Birmingham is the UK's most expensive city outside of London for expatriates to live in, according to new research.
The city ranks in 90th (2013: 135th) place in a countdown of the world's 211 most expensive cities while London places in 12th (2013: 25).
The surging cost of property and strength of the sterling have been cited as reasons for the high ranking in the research by Mercer which is designed to help multinational companies and governments set the size of compensation allowances for their expatriate employees.
Other UK cities featured include Aberdeen (94th), Glasgow (108th) and Belfast (120th).
The survey compares the cost of housing, transport, food, clothing, household goods and entertainment around the world and currency movements are measured against the US dollar.
Ellyn Karetnick, UK head of Mercer's international mobility practice, said: "This year, UK cities have surged in the ranking, mainly as a result of a strengthening of the British pound against the US dollar.
"The UK's soaring housing market has also had an impact, with added pressure on the rental market as many buyers face difficulties in obtaining a mortgage.
"Glasgow and Birmingham have experienced the greatest jumps as they have had significant cost increases on goods and services and rentals."
According to the latest house price survey from building society Nationwide, house prices in London have leapt by nearly 26 per cent over the last year and across the UK average values now stand at an all-time high of £188,903.

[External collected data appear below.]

PR #48, opened 2024-10-06
sync fixes from NCS

krish2718:
Now that NCS uses upstream hostap, but few fixes are missed, so, pull them to upstream.


rlubos (approved):

sachinthegreen (approved):

jukkar:
The changes are ok, but the the commit messages contain Nordic specific information which we could cleanup.

krish2718:
> The changes are ok, but the the commit messages contain Nordic specific information which we could cleanup.

Ah I just cherry-picked NCS commits, I can clean them up.

jukkar (approved):

PR #49, opened 2024-10-09
[no up] ap: Fix double event sending

krish2718:
When AP is enabled using WPA supplicant we get two AP enable events, one from WPA supplicant and other from hostapd.

FYI @nxf58150


nxf58150:
> When AP is enabled using WPA supplicant we get two AP enable events, one from WPA supplicant and other from hostapd.
> 
> FYI @nxf58150

Got it. Thanks!

jukkar (approved):

rlubos (approved):
nit: The tag could be `[noup]` as others (no space).

PR #51, opened 2024-10-10
zephyr: cert: fix check AP certificate file fail

fengming-ye:
For some certificate files may check key usage fail and send alert message to AP.
Enable TLS_MBEDTLS_CERT_DISABLE_KEY_USAGE_CHECK to disable key usage check.

### DIFF
--- a/src/crypto/tls_mbedtls_alt.c
+++ b/src/crypto/tls_mbedtls_alt.c
@@ -121,7 +121,9 @@ typedef mbedtls_tls_prf_types int;
  * then checking the client cert against the DN hint in certificate verify_cb.
  * Comment out to disable feature and remove ~3k from binary .text segment */
 #define TLS_MBEDTLS_CERT_VERIFY_EXTMATCH
-//#define TLS_MBEDTLS_CERT_DISABLE_KEY_USAGE_CHECK
+#ifdef MBEDTLS_ALLOW_PRIVATE_ACCESS
+#define TLS_MBEDTLS_CERT_DISABLE_KEY_USAGE_CHECK
+#endif
 
 #if defined(EAP_FAST) || defined(EAP_FAST_DYNAMIC) || defined(EAP_SERVER_FAST) || defined(EAP_TEAP) || \
     defined(EAP_SERVER_TEAP)


src/crypto/tls_mbedtls_alt.c
```diff
@@ -121,7 +121,9 @@ typedef mbedtls_tls_prf_types int;
  * then checking the client cert against the DN hint in certificate verify_cb.
  * Comment out to disable feature and remove ~3k from binary .text segment */
 #define TLS_MBEDTLS_CERT_VERIFY_EXTMATCH
-//#define TLS_MBEDTLS_CERT_DISABLE_KEY_USAGE_CHECK
+#ifdef MBEDTLS_ALLOW_PRIVATE_ACCESS
+#define TLS_MBEDTLS_CERT_DISABLE_KEY_USAGE_CHECK
```
krish2718, line 125: Can you please share a reference to this define? I couldn't find it anywhere, is this NXP internal? And also how is it reliant on `MBEDTLS_ALLOW_PRIVATE_ACCESS`? As per docs, the private access using this is deprecated and if you still need access then this has to be raised upstream.

fengming-ye: TLS_MBEDTLS_CERT_DISABLE_KEY_USAGE_CHECK is used inside this file to disable key usage check, which is private access.

krish2718: Ah sorry missed it, I did a search and couldn't find it but was on the wrong branch, thanks.

krish2718: Can you please also elaborate on how does the flags `MBEDTLS_X509_EXT_KEY_USAGE` and `MBEDTLS_X509_EXT_EXTENDED_KEY_USAGE` tie in to private access, I see that `key_usage` is private in  `mbedtls_x509_crt` but don't  see that used in this file? and how does the reporting to AP work?

krish2718: Thanks for the clarification, one last question, why the dependency on `MBEDTLS_ALLOW_PRIVATE_ACCESS`? the `key_usage` is marked as private in `mbedtls_x509_crt` but unused by the hostap.

fengming-ye: tls_mbedtls_verify_cb for TLS_MBEDTLS_CERT_DISABLE_KEY_USAGE_CHECK,
it disables MBEDTLS_X509_EXT_KEY_USAGE and MBEDTLS_X509_EXT_EXTENDED_KEY_USAGE of ext_types,
to disable key usage check, which is MBEDTLS_PRIVATE.
So for applications not defining MBEDTLS_ALLOW_PRIVATE_ACCESS, we don't enable TLS_MBEDTLS_CERT_DISABLE_KEY_USAGE_CHECK to avoid build error.

krish2718:
```
#if defined(TLS_MBEDTLS_CERT_DISABLE_KEY_USAGE_CHECK)
    crt->ext_types &= ~MBEDTLS_X509_EXT_KEY_USAGE;
    crt->ext_types &= ~MBEDTLS_X509_EXT_EXTENDED_KEY_USAGE;
#endif
```
I only see above changes and both are enumerations, isn't private access limited to structure members?

fengming-ye: Hi @krish2718 any comments for this PR?

krish2718 (approved):

jukkar (approved):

Mercer found that an expatriate living in London typically faced paying £3,000 a month to rent a two-bedroom apartment "of international standards in an appropriate neighbourhood".
In Birmingham, this cost was around £850, while in Paris it was about £2,102, in Sydney it was £1,730 and in Madrid the cost was around £1,195.
Luanda, in Angola, was named overall as the worlds's most expensive city for expats for the second year in a row, followed by N'Djamena, Chad, because, Mercer says, imported goods came at a premium and finding somewhere to live that met the right standards could be "challenging and quite costly as well".
Karachi, in Pakistan, was named as the least expensive.